👋 Introduction

Introduction #

Traditional databases are fantastic tools for storing and retrieving structured data, the kind neatly organized into rows and columns. But what happens when your data isn’t so easily defined? Think of images, audio clips, or complex text descriptions—this type of unstructured data requires a different approach. That’s where vector databases and vector search engines come into play.

SemaDB fills this gap by providing a powerful, open-source vector database that can handle complex data types and perform similarity searches. This guide will help you understand the core concepts behind vector databases, how they differ from traditional relational databases, and the exciting use cases they enable.

Understanding Vectors and Embeddings #

At the heart of a vector database lies the concept of “embeddings.” Embeddings are numerical representations of data. Advanced machine learning algorithms can transform text, images, and other complex data types into these numerical vectors. These vectors live in a multi-dimensional space, where similar items tend to cluster together.

---
title: Vector search pipeline
---
graph LR
    Query["Query (e.g. another image)"] -- embed --> NeuralNet["NeuralNet"]
    Data["Data (e.g., Text, Image)"] -- embed --> NeuralNet
    NeuralNet --> Embedding["Numerical Vectors"]
    Embedding --> SemaDB[(SemaDB)]
    SemaDB --> Results[Most Similar Items]

SemaDB allows you to add structured metadata such as tags, categories, or timestamps to these vectors. This metadata can help you filter and organize your data, making it easier to search and retrieve. It also allows you to perform different types of searches:

  • Vector Search: Find items similar to a given query, such as finding images similar to a reference image.
  • Structured Search: Search based on metadata, such as finding all images with a specific tag.
  • Filtered Search: Combine vector and structured search to find items that are both similar and meet specific criteria.
  • Hybrid Search: Combine vector and text search to find items that are both similar and contain specific keywords.

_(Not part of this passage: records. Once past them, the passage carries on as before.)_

PR #2537, opened 2026-02-27
feat(skore): Remove the datasource=xy option

### LINKED ISSUE #2526: Discussion: disallowing using different data with the same report?

I wonder if we could reconsider the possibility to pass new datasets to an existing report (either by setting `X_train` or `X_test` in an EstimatorReport, or by using `data_source="X_y"`). The drawbacks I see are:

- It "muddies" a bit the nature of the report: it is not only a report about a past experiment, but it can actually be used like a fitted estimator, augmented with caching, for making predictions on new data. I think that can make it a bit harder to form a mental picture of what the EstimatorReport is and how it should be used
- It complexifies the interface of `get_predictions` and many other functions such as `accuracy` by having the additional parameters X and y, which interact with each other and the `data_source` parameter ("X can only be passed if data_source is X_y" ...)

You can also completely ignore vectors and use SemaDB as a regular search engine over structured data. For example, ask SemaDB to find all images with a specific tag or all text documents created after a certain date.

Vector Search: Similarity as the Measure #

Unlike relational databases that rely on exact keyword matches or rigid criteria, vector search engines are all about finding similarity. A vector search engine analyses your query (say, a text description or an image), converts it into a vector, and then scans the database to find the vectors that are closest in the embedding space. Essentially, it tells you, “Here are the items most similar to what you’re looking for.”

Use Cases: Where Vector Databases Shine #

The potential applications of vector databases are vast and exciting. Some of common use cases at the moment are:

  • Semantic Search: Search engines that understand the meaning and nuances of your query, not just keywords.
  • Image Similarity Search: Find visually similar images, revolutionizing how we organize photo collections or detect duplicate content.
  • Recommendation Engines: Suggest products, content, or even people based on complex patterns and relationships, not just simple “likes”.
  • Fraud Detection: Identify unusual patterns in data that might be indicative of fraudulent activity.

SemaDB vs. Relational Databases #

SemaDB doesn’t replace traditional relational databases. Rather, it complements them to provide extra search functionality for unstructured data. Here’s how vector databases compare to relational databases and why you might want to potentially use both:

  • Relational Databases: Excel at handling highly structured data with clear relationships (think customer records, financial transactions).
  • Vector Databases: Shine in managing unstructured data with complex patterns where similarity and context are crucial.